Stochastic shortest path problems have been of interest to the automated planning community for many years. Traditionally, policy solutions to these problems have been found by a set of admissible heuristics, such as LM-Cut, which are able to approximate the best actions to take in a current state to provide the highest probability of reaching a goal state in a delete relaxation of these problems. Though successful, these heuristics face scalability problems as the state spaces of these stochastic problems increase. \cite{toyer2018action} provided a solution to this problem by utilizing deep neural networks to learn a successful policy that could scale to Nth order problems with only linear time constraints. The neural networks are coined Action Schema Networks (ASNets), since given a current state they provide an appropriate action to take. We present a case study on this technique by applying it to the fighter jet wargaminig domain. We have designed a PPDDL domain and grounding files for a wide set of scenarios in which red and blue, 4th and 5th, generations fighters engage in battle and the ASNets must decide on which attack method to use given the current scenario state to increase the probability of reaching a goal state. We present the results of 5 trial experiments and discuss the degree of success we have had in training the ASNets, intuition about the results, and suggestions for future work.

NOTE: Months after this work, I came across an error in my understanding of the framework that I was using at the time.
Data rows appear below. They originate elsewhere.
Issue #2576, opened 2022-04-26
Menu : array_flip(): Can only flip string and integer


merijnponzo:
With Timber 2 , WPML and php8
I added multiple menu's but I got the message:
```
Warning: array_flip(): Can only flip string and integer values, entry skipped in //wordpress/websitename/vendor/timber/timber/lib/Factory/MenuFactory.php on line 186
```

My nav is outputting
```
array(4) {
  ["primary"]=>
  int(3)
  ["secondary"]=>
  NULL
  ["footer"]=>
  int(3)
  ["language"]=>
  NULL
}
```

So checking in MenuFactory.php on line 186 for NULL values would solve the problem
```
protected function get_menu_location(WP_Term $term) : ?string {
    // fix
    $safe_locations = get_nav_menu_locations();
    $safe_locations_ar = [];
    foreach($safe_locations as $key => $value){
        if($value){
            $safe_locations_ar[$key] = $value;
        }
    }
    $locations = array_flip($safe_locations_ar);
    return $locations[$term->term_id] ?? null;
}
```

nlemoine:
@merijnponzo This is fixed, It will be available as soon the PR mentioned above is merged (soon hopefully).

gchtr:
I’m closing this, because this was fixed in #2517. It will be available with then next 2.x release, though I can’t say when that will be exactly.

PR #2707, opened 2023-02-13
2.x Fix Menu theme locations array to enforce string or integers

mcaskill:
## Issue

With Timber v2 , WPML, and PHP 8, if any nav menu location happens to be `null`, this warning occurs:

```
Warning: array_flip(): Can only flip string and integer values, entry skipped in vendor/timber/timber/src/Menu.php on line 255
```

This is similar to issue #2576 where the warning was with `MenuFactory::get_menu_location()`.

## Solution

The solution is to apply the [same fix made to `MenuFactory`](https://github.com/timber/timber/commit/e4228795cf41a0e1d0c870fd70a9b969f2b44906); filter the nav menu locations array to enforce strings or integers.

## Testing

The `TestTimberMenu::testThemeLocationProperty()` method was updated to match `TestMenuFactory::testGetMenuLocation()`.

### DIFF
--- a/src/Menu.php
+++ b/src/Menu.php
@@ -252,7 +252,8 @@ class Menu extends CoreEntity
         }
 
         // Set theme location if available
-        $this->theme_location = array_flip(get_nav_menu_locations())[$term->term_id] ?? null;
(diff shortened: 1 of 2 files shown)


gchtr (approved):
Thanks for this fix, @mcaskill! 👍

The LM-Cut heuristic results were encoded as a set of feature vectors that were concatenated to the standard input feature vectors in order to provide some directional focus to the search space. However, the heuristic that actually was used to computer truth tables was the optimal solution ( which was exhaustively calculated.) All results still hold; however, the comparison between LM-Cut heuristic results and Trained NN results is a little malformed. In reality, the times when the NN did better than the LM-Cut revealed that NN learned a policy that was closer to the true optimal policy than the LM-Cut (because of it’s ‘delete-relaxed’ nature) heuristic’s policy.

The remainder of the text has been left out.